Yes but to the original topic, this feature was not copied from Everquest.
- The economy in EverQuest is superior to any other MMO I've ever played. There are really, really, really exciting items you can buy with the currency. People go out and farm the currency because of how valuable it is. Meanwhile on WoW I have over 10 million gold, and could buy dozens of WoW tokens. That's about all I could buy. You basically can't buy any powerful items in WoW, making the economy extremely boring.
Irrelevant point, and economy was very strong in classic WoW, but not part of the original statement that its copy/paste from EQ.
Talent Trees were not original to WoW. I also remember playing City of Heroes months before WoW came out; game was built around completely customizing your character through talent trees. EQ 2 also had talent trees and came out before WoW. Talent trees in WoW have also aged horribly to where you have no choice. It's hard to get excited about the next expansion coming out because they highlight these super unique talent choices, but in reality I can just glance at them and already know which ones will be mandatory for my spec to be viable.
Everquest 2 released 2 weeks before WoW. WoW did not copy talent trees from EQ2. They did get talent ideas from other MMOs as shown above, this is true, but not part of the original argument.
-Instances are not original to WoW. The first time an instance ever appeared in an MMO was EverQuest, Lost Dungeons of Norrath.
There is a one year gap between Lost Dungeons of Norrath and WoWs release. WoWs development began in 1999. I have read John Staats book several times as I was an original kickstarter, but I can not say definitively what month/year they confirmed instancing for WoW dungeons, however, if I had to dig for it, I am confident it was not the last 12 months of the development cycle, since they had to extend the release date, implying the majority of technical tasks were in some sort of progression or near completion state, and the idea that they just then pivoted to instanced dungeons because of LDON would be ridiculous. Again, only to argue that WoW is not copy/paste EQ, it doesn't really matter if another game did it first.
I find that WoW did a terrible job at this to be honest.
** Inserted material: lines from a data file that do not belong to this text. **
PR #10797, opened 2020-06-16
Fix deleting user attachments when deleting user content

dannimajdalani:
closes https://github.com/vanilla/support/issues/2053

### Details

When deleting user with "Delete user content option" user's media does not get deleted.
Screen Shot 2020-06-16 at 6 56 22 PM

**To Test**

- Delete a user
- Check if the user's media files got deleted in GDN_Media


bleistivt:
While I obviously do not know which problem is being fixed here, this change causes the data to be in a worse state than before in my opinion. It leaves orphaned files on the server or CDN which can't easily be tracked through the DB since it doesn't delete the actual file. (Especially once the log gets pruned.)

If this gets merged the way it is, I would never fee comfortable to use the "Delete User Content" option ever again.

dannimajdalani:
We closing this PR. We will create a new issue and address this in the product.

Issue #10799, opened 2020-06-17
Create the domutilities processors/tests


dannimajdalani:
related https://github.com/vanilla/vanilla/pull/10761

PR #10803, opened 2020-06-17
Add DomUtils processors

igraziatto:
Closes https://github.com/vanilla/vanilla/issues/10799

In EverQuest a Shaman or Druid can Heal or DPS. They are true hybrids in that sense. There's no such thing as inviting a Shaman and finding out he can't heal, or inviting a Druid and finding out he can't deal DPS.
In WoW, they call classes like Shaman and Druid "hybrids," but the reality is, they are forced to choose a role. Which doesn't really make them hybrids. I remember when WoW first launched 20+ years ago, I would get mad at the Druids in my group because they couldn't heal or tank. I just didn't understand it because they were advertised as hybrids; what do you mean you can't heal or tank??? You're a hybrid!
This would further cement the DIFFERENCES as opposed to similarities between the games, nullifying your own topic.
-Trade system being integral to gameplay isn't really an original WoW idea. It started with SWG, and was carried on in EQ 2.
Trade system was technically in EQ1 before EQ2 since Shadows of Luclin introduced the bazaar. You could argue that the WoW trade system is most similar to SoL EQ1 as far as timeline and development. But I think its a vast improvement over the EQ bazaar system, which ended up being both worse than classic EQ tunnel and WoWs auction room. Any EQ2 stuff is always going to be irrelevant to WoW copying as stated above, they released within 2 weeks of eachother.
-Griffin travel? I mean you may have a point there, but EQ had teleports, portals, PoK books, and boats long before WoW was even conceptualized. And ironically most people agree, even blizzard employees, that flying ruined WoW.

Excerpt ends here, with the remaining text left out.